Let's write $\mathcal{G}(n,p(n))$ for the random ER graph, where you obtain a graph $G$ by taking each edge independently with probability $p(n)$. First, let's assume that you are not interested in the case where $p(n)=c$ for some constant, because you can just flip a coin when you add a vertex with every other vertex, and you get exactly $\mathcal{G}(n,p(n))$. So we can assume $p(n)=o(1)$.
With that assumption, the main property of $\mathcal{G}(n,p(n))$ is that all pairs of vertices have the same probability to be linked, and this is also true for subsets of vertices. So the probability that vertices from time $1$ to $t_0$ must have the same probability to be adjacent that vertices from time $t_0$ to $t_1$. So if you want to stay close to $\mathcal{G}(n,p(n))$, since $p(n)=o(1)$ you need to look for early structures with a too high edge-density and remove edges. If you have access to labels, when you add vertex $t$, you remove edges in $[1, \dots, t-1]$ with probability $p(t)-p(t-1)$, then add edges between $t$ and other vertices with probability $p(t)$. Otherwise you are down to computing edge-densities for all subsets and removing some of the less probable excess. In any case, if you want to be close to $\mathcal{G}(n,p(n))$, it will be computationally expensive, and you won't be able to do it with local algorithms.

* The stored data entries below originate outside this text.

PR #1347, opened 2023-06-09
Remove `from` check from `eth_call` prechecks

### LINKED ISSUE #1346: Remove unnecessary mirror node call when calling `eth_call`
### Problem

Now with the archive node, we are using only the mirror-node for `eth_call` and since there are already existing checks for the from field, we don't need to check it with a mirror-node call.
Previously we needed to check to avoid unnecessary consensus node, if the from field doesn't exist. But now we can make calls to mirror node with wrong from field without any issues as in the evm it doesn't matter if it exists.

### Solution

Remove the from check in the `eth_call` prechecks.

### Alternatives

_No response_

georgi-l95:
**Description**:
This PR removes the from check when we call `eth_call`. More context: 

Now with the archive node, we are using only the mirror-node for `eth_call` and since there are already existing checks for the from field, we don't need to check it with a mirror-node call.
Previously we needed to check to avoid unnecessary consensus node, if the from field doesn't exist. But now we can make calls to mirror node with wrong from field without any issues as in the `evm` it doesn't matter if it exists.

**Related issue(s)**:

Fixes #1346 

**Notes for reviewer**:

**Checklist**

### DIFF
--- a/packages/relay/src/lib/eth.ts
+++ b/packages/relay/src/lib/eth.ts
@@ -1189,7 +1189,7 @@ export class EthImpl implements Eth {
       this.ethExecutionsCounter.labels(EthImpl.ethCall, call.data.substring(0, constants.FUNCTION_SELECTOR_CHAR_LENGTH)).inc();
 
     
-    const to = await this.performCallChecks(call, blockParam, requestId);
+    await this.performCallChecks(call, blockParam, requestId);
 
     // Get a reasonable value for "gas" if it is not specified.
     const gas = this.getCappedBlockGasLimit(call.gas, requestId);
@@ -1200,7 +1200,7 @@ export class EthImpl implements Eth {
       if ((process.env.ETH_CALL_DEFAULT_TO_CONSENSUS_NODE === 'undefined') || (process.env.ETH_CALL_DEFAULT_TO_CONSENSUS_NODE == 'false')) {
         //temporary workaround until precompiles are implemented in Mirror node evm module
         // Execute the call and get the response
-        return await this.callMirrorNode(call, to, gas, value, requestId);
+        return await this.callMirrorNode(call, gas, value, requestId);
       }
       
       return await this.callConsensusNode(call, gas, requestId);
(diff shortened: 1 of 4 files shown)


ebadiere (dismissed):
LGTM.

packages/relay/src/lib/eth.ts
```diff
@@ -1281,14 +1281,6 @@ export class EthImpl implements Eth {
       throw predefined.INVALID_CONTRACT_ADDRESS(call.to);
     }
 
-    // If "From" is distinct from blank, we check is a valid account
```
Nana-EC, line 1284: Q: Do you think we should totally remove it?
I think we should only remove it when the call has no value i.e. it's not for a transfer. In that case it doesn't matter. If the call has value then we should still check `from` fail fast and save us and mirror node the overhead of an unnecessary call.

Nana-EC (changes requested):
Agreed with the direction i think we should minimize the check to value transferring scenarios only and not totally remove.

packages/relay/src/lib/eth.ts
georgi-l95: We could check the from address, if value is filled. But what do you think about removing all checks, `to` address field as well? Web3 module is currently doing all those check either way when we do the request and what we are doing it the relay is double work. So basically in all scenarios (we have not existing `from` or `to` or whatever) we are doing only one mirror-node request and that's it, compared to now -> in the best case 2 calls, in worst case 3 calls.
While keeping in mind, that we still have filed validations ( you can't pass incorrect address in `to`/`from` field, because it needs to be 20 bytes).

Nana-EC: Yeah i thin we should conditionally check the `from` field only if it's a `value` transfer case.

Nana-EC: Ah i think i'm seeing it now. I forgot the validations require a Mirror Node call.
okay, if we're calling the mirror node just to verify whether to call the mirror node when it's gonna make the same check then I agree let's not do double work in either `from` or `to` case.

Maybe move the check only to the fall back consensus node case

AlfredoG87: I agree that we don't need to call 3 times the mirror node.

AlfredoG87: I have moved the validation to `callConsensusNode`

packages/relay/src/lib/eth.ts
```diff
@@ -1270,7 +1270,15 @@ export class EthImpl implements Eth {
     const requestIdPrefix = formatRequestIdMessage(requestId);
     // Execute the call and get the response
     this.logger.debug(`${requestIdPrefix} Making eth_call on contract ${call.to} with gas ${gas} and call data "${call.data}" from "${call.from}" using consensus-node.`, call.to, gas, call.data, call.from);
-    
+
+    // If "From" is distinct from blank, we check is a valid account
+    if (call.from) {
+      const fromEntityType = await this.mirrorNodeClient.resolveEntityType(call.from, [constants.TYPE_ACCOUNT], requestId);
```
Nana-EC, line 1276: nit: for a future PR we should just substitute this for a simple getAccount call

Nana-EC (dismissed):
LG, thanks team

packages/relay/src/lib/eth.ts
AlfredoG87: agreed.

Nana-EC (approved):

ebadiere (approved):
LG.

If you are interested in what happens when you just add edges with time, this is called the uniformly grown random graphs (studied here: http://arxiv.org/pdf/cond-mat/0104546). This type of random graph is fundamentally different from $\mathcal{G}(n,p(n))$. You can use other (more complex) methods to add vertices and edges over time, like in the framework of inhomogeneous random graphs (see http://arxiv.org/abs/math/0504589); in each case, these graphs are very different from $\mathcal{G}(n,p(n))$.
What does 'close to ER' mean? There are various metrics that you can use, such as the cut metric (see http://arxiv.org/abs/1009.2376); however if you are interested in the asymptotic behaviour you need to use some other metric because for the cut metric every graph sequence with $o(n^2)$ edges converges to the empty graph. There is another metric that works well if you have $\Theta(n)$ edges, which consists basically in counting the occurrences of each local neighbourhoods of vertices. In other regimes, things are a bit more difficult. You can look at the works of Bollobás et al. (e.g. http://arxiv.org/abs/0708.1919) for some references on graph metrics.